*** Information supplied ***

PR #4233, opened 2025-02-15
Update BIFs to_int() and to_count() to accept optional `base` argument

### LINKED ISSUE #4076: Provide a way to convert hex strings into numeric type
There is no way to convert a hex string (`"0x1"`) into a numeric type like `count` or `int`. Making `to_count`/`to_int` accept hex representation or introducing a `hexstr_to_count` would be nice.

markoverholser:
Allows for more easy conversions of strings representing (for example) hexadecimal, octal, or binary numbers
Fixes #4076

"Baby's first PR," let me know if I need to bolster anything.


src/zeek.bif
```diff
@@ -2675,12 +2675,12 @@ function double_to_count%(d: double%): count
...
 ##
 ## .. zeek:see:: to_addr to_int to_port to_subnet
-function to_count%(str: string%): count
+function to_count%(str: string, base: count &default=10%): count
 	%{
 	const char* s = str->CheckString();
 	char* end_s;
 
-	uint64_t u = (uint64_t) strtoull(s, &end_s, 10);
+	uint64_t u = (uint64_t) strtoull(s, &end_s, base);
```
bbannier, line 2683: Nit: since we are touching this already we could fix this to use a proper cast, e.g.,

```suggestion
	uint64_t u = static_cast<uint64_t>(strtoull(s, &end_s, base));
```

bbannier (commented):
This looks good to me, it just seems to need an update of some test baseline elsewhere; running the full test suite with `btest -u` should take care of that.

Somewhat tangentially related, while playing with this I noticed that the failure handling of these functions is somewhat broken in that we never check the error code of `strtoull`. This means I get silently incorrect results from at least `to_int`, e.g.,

```zeek
	print to_int("FFF", 2);  # Prints '0' w/o error.
```

We should fix that and also add some more combinations to the tests (valid and invalid, choice of binary/octal/decimal/hex as base). I defer to @awelzel or @timwoj on whether we want to force that on you 😬 or do it later.

markoverholser:
I'm happy to add more test cases, that seems like something I can cobble together, though I won't likely get to it until after wrapping up The Big Thing on My Plate this week. If you want me to look at `strtoull()` and how I can adjust `to_int()` and `to_count()` to recognize failures and then deal with them appropriately, I'll probably need some more guidance/coaching since I don't have the familiarity with the code base that you do.

markoverholser:
I just read up on `strtoull()` a bit, it just returns a `0` when the conversion fails, or whatever the max for a ULL is if the converted value is out of bounds, but I don't see any way to tell the difference between it returning a `0` because it failed and it returning a `0` because, say, you passed in `"0"`. Do you see something I don't?

timwoj:
> I just read up on `strtoull()` a bit, it just returns a `0` when the conversion fails, or whatever the max for a ULL is if the converted value is out of bounds, but I don't see any way to tell the difference between it returning a `0` because it failed and it returning a `0` because, say, you passed in `"0"`. Do you see something I don't?

`strtoull` will return a `0` for a failed conversion, but will also set `errno` to EINVAL.

markoverholser:
@timwoj this is obviously a design pattern I hadn't encountered but seems like it's pretty fundamental to error handling in C/C++. It shows my naivety. There's a reason I called this "baby's first PR." Thanks for your patience with me. I may not be immediately valuable, but I believe I have potential.

@bbannier since you're working another PR surrounding this, I'm not sure what my next steps are, if any. Do you need anything else from me? I believe I fixed up the remaining tests that were failing from my work.

testing/btest/bifs/to_count.zeek
```diff
@@ -19,6 +19,9 @@ event zeek_init()
 	print to_count("7");
 	print to_count("");
 	print to_count("-5");
+	print to_int("10101100", 2);
+	print to_int("43", 8);
+	print to_int("C3", 16);
```
timwoj, line 24: Should these be tests for `to_count`? Maybe add a test for the `0xFF` form of hex numbers as well.

timwoj (changes requested):
If you can handle the error case from `strotull` as already discussed that'd be good.

bbannier:
> If you can handle the error case from `strotull` as already discussed that'd be good.

My intention was for that to be taken care of by #4236. The existing and now extended error handling strategy here is slightly unusual since we not directly inspect error codes, but instead check side what is consumed, but I believe this should be fine. Are we missing any other errors which we should handle @timwoj?

testing/btest/bifs/to_count.zeek
markoverholser: Yes, that was a copy/pasta, thanks for catching. And having more tests for the "0x" format sounds good, I added one to each.

timwoj:
> Are we missing any other errors which we should handle @timwoj?

There's also the overflow cases where `stroull` will return `ULLONG_MAX` but I agree the error cases can be handled separately.

timwoj (approved):

0xxon:
I caught this too late - this also needs an update of the function argument documentation for the BIFs.

Issue #4237, opened 2025-02-18
Invalid RDP binpac exception


MMChrisHinshaw:
[rdp-no-cookie-mstshash-filtered.pcap.zip](https://github.com/user-attachments/files/18852237/rdp-no-cookie-mstshash-filtered.pcap.zip)

analyzer.log

```
Binpac exception: binpac exception: string mismatch at /src/zeek/src/analyzer/protocol/rdp/rdp-protocol.pac:81: \x0aexpected pattern: "Cookie: mstshash\\="\x0aactual data: "\x01"
```

The above occurs with a pcap that I will attach shortly on `try.zeek.org` and zeek 7.1.0 (as well as the old version that I'm currently using... 5.2.2).

Per [this document](https://learn.microsoft.com/en-us/openspecs/windows_protocols/ms-rdpbcgr/18a27ef9-6f9a-4501-b000-94b1fe3c2c10), the RDP Connection Request states the Cookie: mstshash= in the message is: 

```
cookie (variable): An optional and variable-length ANSI character string terminated by a 
0x0D0A two-byte sequence. This text string MUST be "Cookie: mstshash=IDENTIFIER", where 
IDENTIFIER is an ANSI character string (an example cookie string is shown in section 4.1.1). 
The length of the entire cookie string and CR+LF sequence is included in the X.224 
Connection Request Length Indicator field. This field MUST NOT be present if the 
routingToken field is present.
```

It looks like the `rdp-protocol.pac` assumes that the cookie field will always be present, but it is optional.

0xxon:
I think I have a working fix for this.

Just to confirm - is it ok to use the pcap you provided as a test-case for Zeek?

MMChrisHinshaw:
Yes, please feel free to use that pcap.

0xxon:
The full proposed patch is in https://github.com/zeek/zeek/pull/4241. If you happen to have the ability to test this in live traffic, that would be awesome. It would be especially great to hear if this leads to any false positives for you, or to an increase in RDP related dpd.log/analyzer.log entries.

MMChrisHinshaw:
I will do what I can to test this, but cannot guarantee how soon it can be accomplished.  

Please do not let that hold you up in releasing this change. I really appreciate the quick turn around.

PR #4241, opened 2025-02-21
RDP: cookie is optional

0xxon:
This addresses GH-4237

The change is relatively small, and should not impact parsing of real RDP connections in any way; all test suites still pass. 

However, this change also means that parsing now is more forgiving, and there is a chance that some non-RDP-data might be able to sneak by the parser, and the paser might be willing to interpret is as RDP. On the flip-side, the parser currently rejects some RDP flows that are RDP and can be continued to be parsed.

This could probably benefit from some public testing - so 7.2 might be a good target for it. If we can find people that are able to keep an eye to changes to rdp.log / analyzer.log entries for RDP, that would also be great.


sethhall (approved):
Looks good to me

src/analyzer/protocol/rdp/rdp-protocol.pac
```diff
@@ -74,18 +74,27 @@ type Data_Block = record {
...
+} &byteorder=littleendian;
+
 type Connect_Request(cotp: COTP) = record {
 	destination_reference: uint16;
 	source_reference:      uint16;
 	flow_control:          uint8;
-	cookie_mstshash:       RE/Cookie: mstshash\=/;
-	cookie_value:          RE/[^\x0d]*/;
-	cookie_terminator:     RE/\x0d\x0a/;
+	cookie_mstshash:       RE/(Cookie: mstshash\=){0,1}/;
```
awelzel, line 86: Does that work in BinPac?

```suggestion
	cookie_mstshash:       RE/(Cookie: mstshash\=)?/;
```

awelzel (approved):

src/analyzer/protocol/rdp/rdp-protocol.pac
0xxon: It might, let me check. I tried a different approach first that didn't - which is why I ended up with `{0,1}`.

timwoj:
I installed this on a machine at LBL and it's definitely catching more RDP traffic. The gzips for rdp.log are about 4x the size since I restarted. I scrolled through the last couple of days of rdp.logs and I don't see anything crazy that I'd consider bad traffic.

***

What you should do: Only lines with the word "MUST" are needed. Copy them from the preceding records.

Exercise response:
0x0D0A two-byte sequence. This text string MUST be "Cookie: mstshash=IDENTIFIER", where 
Connection Request Length Indicator field. This field MUST NOT be present if the 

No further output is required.